> **TASK TO COMPLETE**:
Scan the material for the word "down", then return every line where it appears.

> **PROVIDED RECORDS**:
PR #4157, opened 2024-08-02
Add a failing test

ThetaSinner:
### TODO:
- [ ] CHANGELOGs updated with appropriate info
- [ ] All code changes are reflected in docs, including module-level docs

PR #4158, opened 2024-08-02
Alice cannot cause other agent's problems, assuming validation catches the problem

ThetaSinner:
### Summary

Same scenario as #4157. Now Alice goes on and tries to do more transactions. `must_get_agent_activity` will find the missing activity and prevent the session proceeding.

### TODO:


ThetaSinner:
This test isn't required, it was just exploratory

PR #4166, opened 2024-08-05
CI: don't use all-features

neonphog:


Makefile
```diff
@@ -3,6 +3,7 @@
 # the gha workflow sets this globally
 # set this also for local executions so we get the same results
 F=RUSTFLAGS="-Dwarnings"
+A=slow_tests,glacial_tests,build_wasms,sqlite-encrypted,chc
```
maackle, line 6: Previously we didn't include glacial tests (that's what differentiates glacial from slow, they're really too slow to run regularly). Does that seem OK?

```suggestion
A=slow_tests,build_wasms,sqlite-encrypted,chc
```

neonphog: I guess I'd counter with, if we never run them is there any point in having them? Have the builds felt too slow with --all-features enabled? I don't have a strong opinion either way... happy to remove `glacial_tests` if that is what we want to do : )

neonphog: @maackle - That works for me. We still don't have any process for running these glacial tests ever, but I suppose that doesn't have to be solved for this PR : )

maackle: Done

neonphog:
Since I opened this, we'll need your approval @maackle : )

maackle (approved):

PR #4167, opened 2024-08-05
gossip test for starting without networking

neonphog:
RESOLVES: https://github.com/holochain/holochain/issues/1580


crates/kitsune_p2p/kitsune_p2p/src/spawn/actor/space.rs
```diff
@@ -172,6 +172,12 @@ impl ghost_actor::GhostHandler<SpaceInternal> for Space {}
 
 impl SpaceInternalHandler for Space {
     fn handle_new_address(&mut self, local_url: String) -> SpaceInternalHandlerResult<()> {
+        for agent in self.local_joined_agents.keys() {
+            for module in self.gossip_mod.values() {
+                module.local_agent_leave(agent.clone());
+                module.local_agent_join(agent.clone());
+            }
+        }
```
maackle, line 180: Why? Add comment?

neonphog:
```suggestion
        // shut down open gossip rounds, since we will
        // now be identified differently
        for agent in self.local_joined_agents.keys() {
            for module in self.gossip_mod.values() {
                module.local_agent_leave(agent.clone());
                module.local_agent_join(agent.clone());
            }
        }
```

crates/holochain/tests/tests/sharded_gossip/mod.rs
```diff
@@ -74,6 +74,63 @@ impl From<TestConfig> for SweetConductorConfig {
...
+        .unwrap()
+        .into_tuple();
+
+    let hash: ActionHash = c1.call(&app1.zome("simple"), "create", ()).await;
+
+    // should not be possible to achieve consistency if the sbd server is down
+    // note, the 3 seconds is small because we don't want the test to take
+    // a long time, but also, this check isn't as important as the next one
+    // that ensures after the server is back up we DO get consistency!
+    assert!(await_consistency(3, [&app1, &app2]).await.is_err());
```
jost-s, line 118: Instead of awaiting consistency, can you use a more direct proof of a peer connection like using a zome that makes a get request or a remote call?

crates/holochain/tests/tests/sharded_gossip/mod.rs
```diff
@@ -74,6 +74,63 @@ impl From<TestConfig> for SweetConductorConfig {
     }
 }
 
+#[cfg(feature = "test_utils")]
+#[tokio::test(flavor = "multi_thread")]
+#[cfg_attr(target_os = "macos", ignore = "flaky")]
```
jost-s, line 79: It's troubling that this simple test is flaky on macos.

crates/holochain/tests/tests/sharded_gossip/mod.rs
jost-s, line 1: Why is this test in the sharded gossip module? How about `tests/tests/network_tests`?

neonphog: The test is to prove that gossip works right away after starting without networking. It could go in either, I chose gossip since it was easiest to duplicate the gossip code from the file.

crates/holochain/tests/tests/sharded_gossip/mod.rs
neonphog: I don't know that it is, but it's largely coppied from another test in this file. My experience is anything with timing (i.e. await_consistency) is flaky on mac because they are so slow.

crates/holochain/tests/tests/sharded_gossip/mod.rs
neonphog: True, but I didn't want to have to edit the wasm code, so this seemed close enough

crates/holochain/tests/tests/sharded_gossip/mod.rs
maackle: I don't think that's a fair assumption, we have lots and lots of tests with await_consistency that don't have the flaky macos flag. Including every test that creates a SweetConductorBatch, [which has an await_consistency built-in](https://github.com/holochain/holochain/blob/4639097b863f3dc35a5b5df1d1cf67d8ef9e4ede/crates/holochain/src/sweettest/sweet_conductor_batch.rs#L84)

maackle (approved):

crates/holochain/tests/tests/sharded_gossip/mod.rs
maackle: Unless it's actually the case that every test with await_consistency has a low but similar chance of flaking, and we just happened to mark as macos-flaky the ones that failed in CI once, but can't afford to mark them all as flaky? I assume that some are definitely flakier than others.

crates/holochain/tests/tests/sharded_gossip/mod.rs
jost-s: There are a couple of existing wasms that use a network get and some with remote calls at your disposal :-)

crates/holochain/tests/tests/sharded_gossip/mod.rs
jost-s: What about creating an issue to investigate the macos flakiness of tests in this module?

jost-s (approved):

crates/holochain/tests/tests/sharded_gossip/mod.rs
neonphog: Shouldn't we investigate *all* flaky tests, though? I'm not sure we want to write separate issues for them all.

jost-s: Generally yes, but I think sharded gossip will become important very soon.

> **RESULT OF THIS EXERCISE**:
        // shut down open gossip rounds, since we will
+    // should not be possible to achieve consistency if the sbd server is down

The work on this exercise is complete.